• **REQUIRED ACTION**:
In the material below, find the line with "Source dropdown" and the line with "Hi @Kan-A-Pesh 👋", then output those two lines and every line between them, exactly.

- - -

PR #30602, opened 2026-08-28
Add simplebanking extension

klotzbrocken:
## Description

A read-only Raycast front-end for [simplebanking](https://www.simplebanking.de), a German
macOS menu-bar banking app (Developer ID signed and notarized, distributed outside the App
Store). The extension shows what the app has already fetched — balances, transactions and a
monthly overview — so the user does not have to open the app for a quick look.

**The extension never talks to a bank and never sees a credential.** It shells out to the
CLI that ships inside the app bundle and parses its JSON output.

### Security and privacy

This is a banking extension, so the boundaries are worth spelling out:

- **No network access.** The extension contains no HTTP client, no `fetch`, no URLs. Its
  only I/O is `child_process.execFile` against the local binary and reading the resulting
  JSON from stdout.
- **No credentials, no secrets, no preferences.** `package.json` declares no preferences at
  all — there is nothing to store. Bank credentials live in the app, AES-GCM encrypted under
  a master password the extension never asks for and cannot use.
- **No shell.** Commands are invoked with `execFile` and a fixed argument array, never
  through a shell, and no user input is interpolated into arguments.
- **Local data only.** The CLI reads a SQLite cache and macOS preferences that the app wrote
  on its last refresh. Nothing is uploaded, no telemetry, no analytics.
- **It cannot move money.** Initiating a transfer is deliberately not exposed. Payments stay
  in the app, behind the master password and the bank's strong customer authentication.
- **One command does reach the bank, and says so.** `Konten Aktualisieren` asks the running
  app to refresh; depending on the bank that may require an approval in the user's banking
  app. It is a separate `no-view` command and its description states this.

### Requirements

The companion app must be installed. The extension looks for the binary in this order:
`~/.local/bin/sb` (the symlink the app offers to create), `/usr/local/bin/sb`, then directly
inside `/Applications/simplebanking.app`. If none is found it shows a plain error instead of
failing silently — no installation step is required beyond having the app.

### Screencast

The screenshots in `metadata/` were taken with the app's built-in **demo mode**, which
generates fictional banks, balances and transactions. No real account data is shown.

## Checklist


pernielsentikaer (changes requested):
Hi @klotzbrocken 👋

Thanks for contributing simplebanking 💪

I found a few things to address:

- Please translate the extension-owned UI into US English, including actions, placeholders, and errors. Keep the existing command `name` values unchanged.
- Please recapture the screenshots using [Window Capture → Save to Metadata](https://developers.raycast.com/basics/prepare-an-extension-for-store#screenshots). The current images retain the local-extension badge and show outdated command titles.
- The CLI can omit `balance` when no cached balance exists. This currently displays `NaN €` and breaks the combined total. Model it as optional and show an unavailable state:
  ```tsx
  text: k.balance == null ? "Not Available" : euro(k.balance, k.currency)
  ```
  Please also handle missing values in copied text and totals without treating them as zero.
- Monthly Overview currently combines different currencies and displays the result as EUR. Please calculate totals/categories per currency from transaction data, or explicitly restrict the summary to EUR accounts.
- Please address the [refresh-timeout feedback](https://github.com/raycast/extensions/pull/30602#discussion_r3878306114). The CLI already manages its own 180-second timeout, so let it finish rather than terminating it after 120 seconds:
  ```ts
  await run(pfad(), ["refresh"]);
  ```

---

klotzbrocken:
@pernielsentikaer All five points from your review are in (US-English UI, recaptured Retina screenshots, optional `balance`, per-currency Monthly Overview, no extension-side refresh timeout), plus a LaunchServices fallback so the CLI is found wherever the app is installed. Ready for another look whenever you have time, thanks!

PR #30611, opened 2026-08-28
zed-recent-projects: fix PATH missing entries from ~/.zshrc

PushUpek:
Fix for #25787

execWithCleanEnv spawned the user's shell as `-lc` (login, non-interactive). zsh only sources ~/.zshrc for interactive shells, so PATH additions from nvm/pyenv/oh-my-zsh/manual edits (the common case) were dropped, and Zed's formatters etc. only saw the bare system PATH when launched via this extension.

Switch to `-ilc` (interactive + login) so rc files get sourced too, matching what a normal terminal - and Zed itself when launched from Finder - already resolves.

Also extract the `env` argv building into buildCleanEnvArgs() so the flag choice is unit-testable without spawning a real shell, and add a regression test asserting -ilc is used.

## Checklist

### DIFF
--- a/extensions/zed-recent-projects/CHANGELOG.md
+++ b/extensions/zed-recent-projects/CHANGELOG.md
@@ -1,6 +1,6 @@
 # Zed Recent Projects Changelog
 
-## [Fix Missing PATH Entries from ~/.zshrc] - 2026-08-28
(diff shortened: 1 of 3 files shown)


pernielsentikaer (changes requested):

pernielsentikaer (approved):
Looks good to me, approved 🔥

PR #30619, opened 2026-08-28
Add emotecast extension

Kan-A-Pesh:
## Description

Emotecast searches Twitch emotes and pastes them into whatever you were typing in, animation included.

- `⏎` pastes at **32px**, roughly emoji size
- `⇧⏎` pastes at **128px**, roughly sticker size

Sources are picked from a dropdown: **7TV** (default), **BetterTTV** and **FrankerFaceZ**. Static and animated emotes are both listed, `⌘⇧A` narrows to animated ones, and NSFW emotes stay behind a placeholder until selected.

Emotes are pasted as image **files** rather than links, so the animation survives and the recipient sees the emote instead of a URL.

**Two details worth knowing during review:**

Variants are chosen by the **height measured in the downloaded bytes**, not by the scale name or the dimensions the API reports. Providers disagree on both: 7TV serves 32/64/96/128, BetterTTV 28/56/112, and FrankerFaceZ scales its own declared height. Sampling 12 emotes per provider, only 11/12 of BetterTTV and 10/12 of FrankerFaceZ report their real height — `pepeJAM` claims 112px but is 108px. Measuring is what keeps the output exact.

7TV needs no external tool, since it already serves GIF at exactly the two target heights. The other two require re-encoding: `ffmpeg` for GIF and PNG, and `ImageMagick` for FrankerFaceZ's animated WebP, which most ffmpeg builds cannot decode. When a tool is missing the command shows the matching `brew install` line instead of failing silently.

## Screencast

Searching 7TV, with the paste action showing in the footer:

7TV grid

Switching provider from the dropdown:

Source dropdown

Both paste sizes and the animated-only filter:

Action panel

## Checklist


pernielsentikaer (changes requested):
Hi @Kan-A-Pesh 👋

Thanks for contributing! We already have [7TV Emotes Search](https://www.raycast.com/Paranjayy/seventv-search) in the Store by @Paranjayy, which searches 7TV emotes and pastes them as files.

Your unified provider search, sizing, and animation handling add useful functionality, but we’d prefer bringing compatible improvements into existing extensions. Would you be open to contributing there instead? If combining these workflows would be impractical, could you explain why? 🙂

---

- - -

• **SOLUTION TO THIS PROBLEM**:
Source dropdown

Both paste sizes and the animated-only filter:

Action panel

## Checklist


pernielsentikaer (changes requested):
Hi @Kan-A-Pesh 👋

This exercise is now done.